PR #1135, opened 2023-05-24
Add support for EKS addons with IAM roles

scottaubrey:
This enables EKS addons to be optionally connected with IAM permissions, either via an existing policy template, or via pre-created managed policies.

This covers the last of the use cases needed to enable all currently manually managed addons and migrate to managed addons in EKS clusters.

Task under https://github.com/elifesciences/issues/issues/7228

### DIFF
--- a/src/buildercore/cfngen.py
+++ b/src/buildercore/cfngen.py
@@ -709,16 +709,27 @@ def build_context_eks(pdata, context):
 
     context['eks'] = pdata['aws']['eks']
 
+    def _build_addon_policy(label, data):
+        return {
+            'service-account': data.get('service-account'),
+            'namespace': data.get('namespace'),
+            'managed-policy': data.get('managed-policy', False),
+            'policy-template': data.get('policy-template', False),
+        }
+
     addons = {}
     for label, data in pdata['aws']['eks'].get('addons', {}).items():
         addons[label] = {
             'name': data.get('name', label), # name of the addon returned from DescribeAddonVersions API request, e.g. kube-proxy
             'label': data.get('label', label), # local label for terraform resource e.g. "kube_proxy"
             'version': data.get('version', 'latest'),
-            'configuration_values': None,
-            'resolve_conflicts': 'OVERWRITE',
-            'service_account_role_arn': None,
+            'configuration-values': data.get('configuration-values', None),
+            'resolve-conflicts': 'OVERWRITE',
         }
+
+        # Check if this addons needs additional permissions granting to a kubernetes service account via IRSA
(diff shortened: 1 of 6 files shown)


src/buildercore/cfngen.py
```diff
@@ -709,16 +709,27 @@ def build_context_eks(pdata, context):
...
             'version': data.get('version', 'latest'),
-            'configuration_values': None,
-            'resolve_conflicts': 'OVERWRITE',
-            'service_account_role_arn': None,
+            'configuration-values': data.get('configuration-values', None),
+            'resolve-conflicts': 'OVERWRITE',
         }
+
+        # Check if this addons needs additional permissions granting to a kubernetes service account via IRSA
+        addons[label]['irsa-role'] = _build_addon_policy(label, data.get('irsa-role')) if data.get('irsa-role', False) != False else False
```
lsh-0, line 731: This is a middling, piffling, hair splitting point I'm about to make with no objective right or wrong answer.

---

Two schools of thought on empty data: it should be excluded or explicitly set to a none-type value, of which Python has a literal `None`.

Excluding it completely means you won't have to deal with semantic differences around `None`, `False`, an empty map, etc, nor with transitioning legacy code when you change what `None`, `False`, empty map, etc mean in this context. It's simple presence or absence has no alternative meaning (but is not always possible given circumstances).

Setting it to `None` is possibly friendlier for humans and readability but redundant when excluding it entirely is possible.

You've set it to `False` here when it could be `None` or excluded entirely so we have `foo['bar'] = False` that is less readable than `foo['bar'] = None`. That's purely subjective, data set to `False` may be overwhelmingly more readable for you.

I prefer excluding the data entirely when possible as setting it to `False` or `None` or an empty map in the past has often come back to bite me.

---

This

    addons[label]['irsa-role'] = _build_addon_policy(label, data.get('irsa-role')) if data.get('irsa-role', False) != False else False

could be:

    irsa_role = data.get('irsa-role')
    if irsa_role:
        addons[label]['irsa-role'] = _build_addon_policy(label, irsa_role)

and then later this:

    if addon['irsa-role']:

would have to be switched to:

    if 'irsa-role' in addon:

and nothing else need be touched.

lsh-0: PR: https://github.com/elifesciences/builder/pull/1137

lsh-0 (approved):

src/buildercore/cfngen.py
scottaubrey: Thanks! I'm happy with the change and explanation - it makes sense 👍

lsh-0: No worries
..............................
All the entries should be output exactly as given.

PR #1135, opened 2023-05-24
Add support for EKS addons with IAM roles

scottaubrey:
This enables EKS addons to be optionally connected with IAM permissions, either via an existing policy template, or via pre-created managed policies.

This covers the last of the use cases needed to enable all currently manually managed addons and migrate to managed addons in EKS clusters.

Task under https://github.com/elifesciences/issues/issues/7228

### DIFF
--- a/src/buildercore/cfngen.py
+++ b/src/buildercore/cfngen.py
@@ -709,16 +709,27 @@ def build_context_eks(pdata, context):
 
     context['eks'] = pdata['aws']['eks']
 
+    def _build_addon_policy(label, data):
+        return {
+            'service-account': data.get('service-account'),
+            'namespace': data.get('namespace'),
+            'managed-policy': data.get('managed-policy', False),
+            'policy-template': data.get('policy-template', False),
+        }
+
     addons = {}
     for label, data in pdata['aws']['eks'].get('addons', {}).items():
         addons[label] = {
             'name': data.get('name', label), # name of the addon returned from DescribeAddonVersions API request, e.g. kube-proxy
             'label': data.get('label', label), # local label for terraform resource e.g. "kube_proxy"
             'version': data.get('version', 'latest'),
-            'configuration_values': None,
-            'resolve_conflicts': 'OVERWRITE',
-            'service_account_role_arn': None,
+            'configuration-values': data.get('configuration-values', None),
+            'resolve-conflicts': 'OVERWRITE',
         }
+
+        # Check if this addons needs additional permissions granting to a kubernetes service account via IRSA
(diff shortened: 1 of 6 files shown)


src/buildercore/cfngen.py
```diff
@@ -709,16 +709,27 @@ def build_context_eks(pdata, context):
...
             'version': data.get('version', 'latest'),
-            'configuration_values': None,
-            'resolve_conflicts': 'OVERWRITE',
-            'service_account_role_arn': None,
+            'configuration-values': data.get('configuration-values', None),
+            'resolve-conflicts': 'OVERWRITE',
         }
+
+        # Check if this addons needs additional permissions granting to a kubernetes service account via IRSA
+        addons[label]['irsa-role'] = _build_addon_policy(label, data.get('irsa-role')) if data.get('irsa-role', False) != False else False
```
lsh-0, line 731: This is a middling, piffling, hair splitting point I'm about to make with no objective right or wrong answer.

---

Two schools of thought on empty data: it should be excluded or explicitly set to a none-type value, of which Python has a literal `None`.

Excluding it completely means you won't have to deal with semantic differences around `None`, `False`, an empty map, etc, nor with transitioning legacy code when you change what `None`, `False`, empty map, etc mean in this context. It's simple presence or absence has no alternative meaning (but is not always possible given circumstances).

Setting it to `None` is possibly friendlier for humans and readability but redundant when excluding it entirely is possible.

You've set it to `False` here when it could be `None` or excluded entirely so we have `foo['bar'] = False` that is less readable than `foo['bar'] = None`. That's purely subjective, data set to `False` may be overwhelmingly more readable for you.

I prefer excluding the data entirely when possible as setting it to `False` or `None` or an empty map in the past has often come back to bite me.

---

This

    addons[label]['irsa-role'] = _build_addon_policy(label, data.get('irsa-role')) if data.get('irsa-role', False) != False else False

could be:

    irsa_role = data.get('irsa-role')
    if irsa_role:
        addons[label]['irsa-role'] = _build_addon_policy(label, irsa_role)

and then later this:

    if addon['irsa-role']:

would have to be switched to:

    if 'irsa-role' in addon:

and nothing else need be touched.

lsh-0: PR: https://github.com/elifesciences/builder/pull/1137

lsh-0 (approved):

src/buildercore/cfngen.py
scottaubrey: Thanks! I'm happy with the change and explanation - it makes sense 👍

lsh-0: No worries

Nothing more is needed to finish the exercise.